To better understand the complementary strength between the delta rule and the gated rule, we present a case study on the Single Needle-In-A-Haystack (S-NIAH) benchmark suite from RULER [@hsieh2024ruler], where a key-value pair acts as a needle in the haystack (context) and the model must recall the value when given the key. Table `\ref{tab:niah-results}`{=latex} presents the results and we draw three main observations:

#### Decay hurts memory retention.

In the simplest S-NIAH-1 setting with repeated synthetic context, models memorize minimal information, testing long-term retention. DeltaNet achieves near-perfect performance across all sequence lengths.
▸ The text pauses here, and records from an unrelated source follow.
PR #4686, opened 2016-06-27
Draw annotation level after WebGL blitting

### LINKED ISSUE #4679: Draw Legend After WebGL glyphs
screen shot 2016-06-24 at 6 50 29 pm

almarklein:
Fixes #4679 

cc @bryevdv @brendancol

### DIFF
--- a/bokehjs/src/coffee/models/plots/plot_canvas.coffee
+++ b/bokehjs/src/coffee/models/plots/plot_canvas.coffee
@@ -131,6 +131,7 @@ class PlotCanvasView extends Renderer.View
     return @canvas_view.ctx.canvas
 
   init_webgl: () ->
+    ctx = @canvas_view.ctx
 
     # We use a global invisible canvas and gl context. By having a global context,
     # we avoid the limitation of max 16 contexts that most browsers have.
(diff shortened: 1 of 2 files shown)


bryevdv:
@almarklein technically the fix seems trivially correct. I wonder though is there a way to factor out and encapsulate the webgl logic here into a `"glglyph"` renderer? In other words I'd like to be able to write:
```
@_render_levels(ctx, ['image', 'underlay', 'glyph', 'glglyph', 'annotation'], frame_box)
``` 
and have it do the right thing. Ultimately it would be good to factor out most or all the webgl specific code out of `PlotCanvas`

almarklein:
@bryevdv the difficulty is that the webgl canvas must be blitted into the visible canvas at the right moment. This would be in between glyph and annotation. To do the blitting, the hdpi-scaling must be (temporarily) reset. I think the `PlotCanvas` is the most sensible place to do this, since it already deals with stuff like rendering levels and hidpi transforms.

Having a separate `glglyph` level will not solve this. I think it will only complicate things, because the webgl rendering is done by the glyphs themselves; they draw either in 2D or in WebGL. (Technically. the WebGL-enabled glyphs do wrap a special object that is also called glyph, but that's an implementation detail.)

bryevdv:
I'm suggesting exposing a way to do the rescaling to the renderers. Perhaps there is a *method* on `PlotCanvas` to do the rescaling, and then a `glglyph` renderer (that is in between glyph and annotation) can use that to do the rescaling at the right time, I am trying to simplify that specific block of code to "march down a list of things to process uniformly" instead of "process some stuff, stop and do some weird things, keep processing more"

bryevdv:
So looking again, maybe a better name for a new renderer is `glcanvas` ? I just want to get that chunk of code out of the middle of the rendering loop. It seems like it could either go in the `render` method of a `GLCanvas` renderer, or in a `PlotCanvas` method that it calls out to. Tho honestly I'd love to factor all of the GL stuff out into its own class.

almarklein:
Right, I was put on the wrong track by the word "glglyph". Nevertheless, doing the blitting in a renderer would still complicate things. There is another context state to be undone and redone (the clipping).

I just pushed a change that puts the blitting (and also the webgl preparing) in a separate method, so that the render method becomes much cleaner. I think all WebGL code in `PLotCanvas` is now constrained to three methods. We could certainly consider moving these method into a new object. Though that would better be done in a new PR, I think.

bryevdv:
@almarklein OK LGTM for now, restarted spurious test failures.

> We could certainly consider moving these method into a new object. Though that would better be done in a new PR, I think. 

Sure can  you make an issue for this

> Nevertheless, doing the blitting in a renderer would still complicate things. There is another context state to be undone and redone (the clipping).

Mamba2 degrades significantly beyond 2K sequences since it decays historical information too quickly, while Gated DeltaNet's degradation is less severe thanks to the use of delta rule.
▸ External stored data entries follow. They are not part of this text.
Issue #3347, opened 2015-12-15
Larger color ranges (particularly gray scale)


jakirkham:
Often I find myself using `bokeh` to plot some sort of image and overlay it with annotations. To do a reasonable job showing a grayscale image, I would really like to use more than a handful. I have tried using 256 grays, but this still feels limiting. Is there some possibility to have larger color ranges in `bokeh`? If there isn't some way to do this currently, what would be required to have this feature at some point?

bryevdv:
@canavandl we coudl add a `grays` function similar to `viridis(...)` etc.

bryevdv:
@HuntJSparra can you look at making a PR for this?

HuntJSparra:
@jakirkham 
Any color ranges in particular you wanted? I am working to add functions similar to `viridis`, but was curious which palettes would be most useful to a user such as yourself.

Also, regarding the grays, I added the function for them, but only 256 can be displayed due to both hexadecimals just not having the precision for more than 256 and computers not being able to display more than 256 different shades of gray. Larger color ranges are possible with functions such as `magma` and should be with even simple color functions such as (working on it) `blues`.

jakirkham:
> Any color ranges in particular you wanted? I am working to add functions similar to `viridis`, but was curious which palettes would be most useful to a user such as yourself.

I have been using `viridis` with `matplotlib` for some things lately and do like it. Though I must have missed that addition to `bokeh`. Are there some docs or examples I should look at for this functionality? Basically, color ranges that appear perceptually linear are great (the more the merrier). Glad to hear there are some options in that domain.

I often find myself wanting to indicate objects (via polygons or contours) in a larger image. So, having a perceptually linear color scheme for the larger image and having some more discretized color scheme for the objects (so overlaps or neighbors are easily distinguishable) is great.

> Also, regarding the grays, I added the function for them, but only 256 can be displayed due to both hexadecimals just not having the precision for more than 256 and computers not being able to display more than 256 different shades of gray. Larger color ranges are possible with functions such as magma and should be with even simple color functions such as (working on it) blues.

Yeah, I had a function like this that I was using locally (had another dependency). I'm glad there will be one in Bokeh proper. Though, I agree that 256 grays is pretty limiting. Perceptually linear color ranges can take longer paths and thus have more variety. So, that has been what I have tended towards of late.

[...]

PR #4696, opened 2016-06-29
Function for Grays

HuntJSparra:
Partially responds to #3347:

- Adds grey/gray function similar to magma
- Adds greys256 palette
- Adds warning for when more than 256 colors are requested since more than 256 colors is not always possible

### DIFF
--- a/bokeh/palettes.py
+++ b/bokeh/palettes.py
@@ -455,7 +455,7 @@ __palettes__ = [
     "Greens3",    "Greens4",    "Greens5",    "Greens6",    "Greens7",    "Greens8",    "Greens9",
     "Oranges3",   "Oranges4",   "Oranges5",   "Oranges6",   "Oranges7",   "Oranges8",   "Oranges9",
     "Reds3",      "Reds4",      "Reds5",      "Reds6",      "Reds7",      "Reds8",      "Reds9",
-    "Greys3",     "Greys4",     "Greys5",     "Greys6",     "Greys7",     "Greys8",     "Greys9",                                   "Greys256"
+    "Greys3",     "Greys4",     "Greys5",     "Greys6",     "Greys7",     "Greys8",     "Greys9",     "Greys256",
     "PuOr3",      "PuOr4",      "PuOr5",      "PuOr6",      "PuOr7",      "PuOr8",      "PuOr9",      "PuOr10",      "PuOr11",
     "BrBG3",      "BrBG4",      "BrBG5",      "BrBG6",      "BrBG7",      "BrBG8",      "BrBG9",      "BrBG10",      "BrBG11",
     "PRGn3",      "PRGn4",      "PRGn5",      "PRGn6",      "PRGn7",      "PRGn8",      "PRGn9",      "PRGn10",      "PRGn11",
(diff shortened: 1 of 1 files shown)


bokeh/palettes.py
```diff
@@ -432,7 +455,7 @@
     "Greens3",    "Greens4",    "Greens5",    "Greens6",    "Greens7",    "Greens8",    "Greens9",
     "Oranges3",   "Oranges4",   "Oranges5",   "Oranges6",   "Oranges7",   "Oranges8",   "Oranges9",
     "Reds3",      "Reds4",      "Reds5",      "Reds6",      "Reds7",      "Reds8",      "Reds9",
-    "Greys3",     "Greys4",     "Greys5",     "Greys6",     "Greys7",     "Greys8",     "Greys9",
+    "Greys3",     "Greys4",     "Greys5",     "Greys6",     "Greys7",     "Greys8",     "Greys9",                                   "Greys256"
```
canavandl: Missing a comma. I'd also remove the extra whitespace (not try to align with vertically with other 256 palettes) and just put it in the next sequential column after `Greys9`.

canavandl:
Example code:

```python
import numpy as np

from bokeh.models import Range1d, LogColorMapper

output_file('image.html')

N = 100

# scale only shows the spike.

image = Z1 / Z1.min() #normalize to increase log range

mapper = LogColorMapper(palette="Greys256")

p.image(image=[image],
        color_mapper=mapper,
        # palette='Spectral11',
        dh=[1.0],
        dw=[1.0],
        x=[0],
        y=[0])

show(p)
```

yields:

screen shot 2016-06-29 at 3 14 08 pm

compares well to other colormaps in https://github.com/bokeh/bokeh/pull/4549#issuecomment-226641972

canavandl:
LGTM - I think the greyscale levels (rate it goes from black to white) seem appropriate.

@HuntJSparra - If you can try to include some example code to run or screenshots (especially if there aren't accompanying unit tests), it makes it easier for others to test. Next time :)

HuntJSparra:
Will do in the future. Thanks for looking over everything.

bryevdv:
@HuntJSparra Let 's take this opportunity to add tests for `bokeh.palettes`. There is a test file in `bokeh/tests/test_palettes`  it would be good to ensure that: 
* The expected palettes are present in the module
* The expected cmap functions are present in the module
Possibly going further:
* The palettes present all have the expected lengths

#### Gating facilitates filtering.

In S-NIAH-2/3 with real-world-essay context, models store all potentially relevant information, testing efficient memory management. With fixed state size, lack of clearance causes memory collision---information becomes superimposed and indistinguishable. DeltaNet's performance drops significantly at longer sequences due to poor memory clearance. Mamba2 and Gated DeltaNet maintain better performance through gating mechanisms that filter irrelevant information.

#### Delta rule helps memorization.

In S-NIAH-3, values change from numbers to UUIDs, testing complex pattern memorization. Mamba2's performance drops quickly, while Gated DeltaNet performs better, verifying that the delta rule indeed has better memorization ability.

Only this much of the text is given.